### PROBLEM STATEMENT:
In the response, the entries must appear exactly as supplied.

── RECORDS SHOWN

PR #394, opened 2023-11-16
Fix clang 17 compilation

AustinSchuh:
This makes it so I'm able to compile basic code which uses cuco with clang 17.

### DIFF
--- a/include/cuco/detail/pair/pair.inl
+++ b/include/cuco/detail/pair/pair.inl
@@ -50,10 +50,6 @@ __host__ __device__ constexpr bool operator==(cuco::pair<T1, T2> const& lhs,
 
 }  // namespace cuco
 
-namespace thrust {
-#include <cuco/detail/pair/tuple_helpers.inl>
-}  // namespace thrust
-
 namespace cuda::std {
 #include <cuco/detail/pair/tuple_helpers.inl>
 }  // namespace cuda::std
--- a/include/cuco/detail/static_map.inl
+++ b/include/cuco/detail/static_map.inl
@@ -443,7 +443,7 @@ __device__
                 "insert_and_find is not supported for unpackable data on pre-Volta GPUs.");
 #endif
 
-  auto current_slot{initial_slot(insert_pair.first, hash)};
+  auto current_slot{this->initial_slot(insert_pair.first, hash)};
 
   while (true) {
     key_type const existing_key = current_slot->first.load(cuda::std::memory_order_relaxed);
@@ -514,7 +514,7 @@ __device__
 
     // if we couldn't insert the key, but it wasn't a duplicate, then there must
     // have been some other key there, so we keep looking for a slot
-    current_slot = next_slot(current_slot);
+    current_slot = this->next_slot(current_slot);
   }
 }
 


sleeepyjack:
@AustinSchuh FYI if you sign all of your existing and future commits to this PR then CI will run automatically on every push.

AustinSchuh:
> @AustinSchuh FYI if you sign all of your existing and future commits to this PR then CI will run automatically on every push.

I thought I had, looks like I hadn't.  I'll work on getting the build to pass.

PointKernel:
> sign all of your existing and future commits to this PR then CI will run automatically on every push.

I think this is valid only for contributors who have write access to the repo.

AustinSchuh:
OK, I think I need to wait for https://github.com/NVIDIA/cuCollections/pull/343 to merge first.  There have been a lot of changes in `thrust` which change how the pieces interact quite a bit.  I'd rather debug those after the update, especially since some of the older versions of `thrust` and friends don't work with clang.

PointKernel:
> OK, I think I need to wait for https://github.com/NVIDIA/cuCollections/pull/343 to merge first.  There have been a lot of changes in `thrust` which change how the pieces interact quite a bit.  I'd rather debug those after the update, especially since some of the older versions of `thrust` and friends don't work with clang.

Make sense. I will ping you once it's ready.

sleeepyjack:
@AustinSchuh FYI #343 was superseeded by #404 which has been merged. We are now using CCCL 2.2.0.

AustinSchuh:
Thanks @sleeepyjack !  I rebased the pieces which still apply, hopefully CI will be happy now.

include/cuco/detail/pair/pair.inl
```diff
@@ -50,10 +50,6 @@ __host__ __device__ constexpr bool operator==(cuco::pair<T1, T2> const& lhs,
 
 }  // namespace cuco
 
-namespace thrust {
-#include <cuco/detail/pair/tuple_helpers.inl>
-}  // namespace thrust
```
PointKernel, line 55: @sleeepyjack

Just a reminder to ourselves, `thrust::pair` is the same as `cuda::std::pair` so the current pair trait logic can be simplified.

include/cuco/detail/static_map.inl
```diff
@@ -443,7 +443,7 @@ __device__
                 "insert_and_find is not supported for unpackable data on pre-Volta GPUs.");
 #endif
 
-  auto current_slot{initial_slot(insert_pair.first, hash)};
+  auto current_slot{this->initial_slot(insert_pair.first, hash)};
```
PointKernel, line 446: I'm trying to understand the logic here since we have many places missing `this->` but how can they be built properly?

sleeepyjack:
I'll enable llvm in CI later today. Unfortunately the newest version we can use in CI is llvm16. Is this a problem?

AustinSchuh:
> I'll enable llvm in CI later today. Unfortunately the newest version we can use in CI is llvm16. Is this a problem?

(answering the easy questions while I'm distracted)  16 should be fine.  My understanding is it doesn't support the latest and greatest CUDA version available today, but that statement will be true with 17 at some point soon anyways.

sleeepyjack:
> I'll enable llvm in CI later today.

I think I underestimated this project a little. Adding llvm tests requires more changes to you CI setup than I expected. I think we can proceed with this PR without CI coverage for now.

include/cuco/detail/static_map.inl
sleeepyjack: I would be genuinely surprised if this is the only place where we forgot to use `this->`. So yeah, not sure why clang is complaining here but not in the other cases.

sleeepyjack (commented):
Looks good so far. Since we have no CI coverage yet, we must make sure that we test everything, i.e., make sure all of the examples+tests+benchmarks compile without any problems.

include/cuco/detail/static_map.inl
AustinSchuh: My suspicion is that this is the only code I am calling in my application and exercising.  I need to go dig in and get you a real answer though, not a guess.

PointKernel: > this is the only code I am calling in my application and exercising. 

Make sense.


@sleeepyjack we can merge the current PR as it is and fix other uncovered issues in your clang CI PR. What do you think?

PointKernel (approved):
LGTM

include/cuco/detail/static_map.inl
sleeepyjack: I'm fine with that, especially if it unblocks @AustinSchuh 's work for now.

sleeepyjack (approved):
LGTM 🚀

────

### YOUR SOLUTION:
PR #394, opened 2023-11-16
Fix clang 17 compilation

AustinSchuh:
This makes it so I'm able to compile basic code which uses cuco with clang 17.

### DIFF
--- a/include/cuco/detail/pair/pair.inl
+++ b/include/cuco/detail/pair/pair.inl
@@ -50,10 +50,6 @@ __host__ __device__ constexpr bool operator==(cuco::pair<T1, T2> const& lhs,
 
 }  // namespace cuco
 
-namespace thrust {
-#include <cuco/detail/pair/tuple_helpers.inl>
-}  // namespace thrust
-
 namespace cuda::std {
 #include <cuco/detail/pair/tuple_helpers.inl>
 }  // namespace cuda::std
--- a/include/cuco/detail/static_map.inl
+++ b/include/cuco/detail/static_map.inl
@@ -443,7 +443,7 @@ __device__
                 "insert_and_find is not supported for unpackable data on pre-Volta GPUs.");
 #endif
 
-  auto current_slot{initial_slot(insert_pair.first, hash)};
+  auto current_slot{this->initial_slot(insert_pair.first, hash)};
 
   while (true) {
     key_type const existing_key = current_slot->first.load(cuda::std::memory_order_relaxed);
@@ -514,7 +514,7 @@ __device__
 
     // if we couldn't insert the key, but it wasn't a duplicate, then there must
     // have been some other key there, so we keep looking for a slot
-    current_slot = next_slot(current_slot);
+    current_slot = this->next_slot(current_slot);
   }
 }
 


sleeepyjack:
@AustinSchuh FYI if you sign all of your existing and future commits to this PR then CI will run automatically on every push.

AustinSchuh:
> @AustinSchuh FYI if you sign all of your existing and future commits to this PR then CI will run automatically on every push.

I thought I had, looks like I hadn't.  I'll work on getting the build to pass.

PointKernel:
> sign all of your existing and future commits to this PR then CI will run automatically on every push.

I think this is valid only for contributors who have write access to the repo.

AustinSchuh:
OK, I think I need to wait for https://github.com/NVIDIA/cuCollections/pull/343 to merge first.  There have been a lot of changes in `thrust` which change how the pieces interact quite a bit.  I'd rather debug those after the update, especially since some of the older versions of `thrust` and friends don't work with clang.

PointKernel:
> OK, I think I need to wait for https://github.com/NVIDIA/cuCollections/pull/343 to merge first.  There have been a lot of changes in `thrust` which change how the pieces interact quite a bit.  I'd rather debug those after the update, especially since some of the older versions of `thrust` and friends don't work with clang.

Make sense. I will ping you once it's ready.

sleeepyjack:
@AustinSchuh FYI #343 was superseeded by #404 which has been merged. We are now using CCCL 2.2.0.

AustinSchuh:
Thanks @sleeepyjack !  I rebased the pieces which still apply, hopefully CI will be happy now.

include/cuco/detail/pair/pair.inl
```diff
@@ -50,10 +50,6 @@ __host__ __device__ constexpr bool operator==(cuco::pair<T1, T2> const& lhs,
 
 }  // namespace cuco
 
-namespace thrust {
-#include <cuco/detail/pair/tuple_helpers.inl>
-}  // namespace thrust
```
PointKernel, line 55: @sleeepyjack

Just a reminder to ourselves, `thrust::pair` is the same as `cuda::std::pair` so the current pair trait logic can be simplified.

include/cuco/detail/static_map.inl
```diff
@@ -443,7 +443,7 @@ __device__
                 "insert_and_find is not supported for unpackable data on pre-Volta GPUs.");
 #endif
 
-  auto current_slot{initial_slot(insert_pair.first, hash)};
+  auto current_slot{this->initial_slot(insert_pair.first, hash)};
```
PointKernel, line 446: I'm trying to understand the logic here since we have many places missing `this->` but how can they be built properly?

sleeepyjack:
I'll enable llvm in CI later today. Unfortunately the newest version we can use in CI is llvm16. Is this a problem?

AustinSchuh:
> I'll enable llvm in CI later today. Unfortunately the newest version we can use in CI is llvm16. Is this a problem?

(answering the easy questions while I'm distracted)  16 should be fine.  My understanding is it doesn't support the latest and greatest CUDA version available today, but that statement will be true with 17 at some point soon anyways.

sleeepyjack:
> I'll enable llvm in CI later today.

I think I underestimated this project a little. Adding llvm tests requires more changes to you CI setup than I expected. I think we can proceed with this PR without CI coverage for now.

include/cuco/detail/static_map.inl
sleeepyjack: I would be genuinely surprised if this is the only place where we forgot to use `this->`. So yeah, not sure why clang is complaining here but not in the other cases.

sleeepyjack (commented):
Looks good so far. Since we have no CI coverage yet, we must make sure that we test everything, i.e., make sure all of the examples+tests+benchmarks compile without any problems.

include/cuco/detail/static_map.inl
AustinSchuh: My suspicion is that this is the only code I am calling in my application and exercising.  I need to go dig in and get you a real answer though, not a guess.

PointKernel: > this is the only code I am calling in my application and exercising. 

Make sense.


@sleeepyjack we can merge the current PR as it is and fix other uncovered issues in your clang CI PR. What do you think?

PointKernel (approved):
LGTM

include/cuco/detail/static_map.inl
sleeepyjack: I'm fine with that, especially if it unblocks @AustinSchuh 's work for now.

sleeepyjack (approved):
LGTM 🚀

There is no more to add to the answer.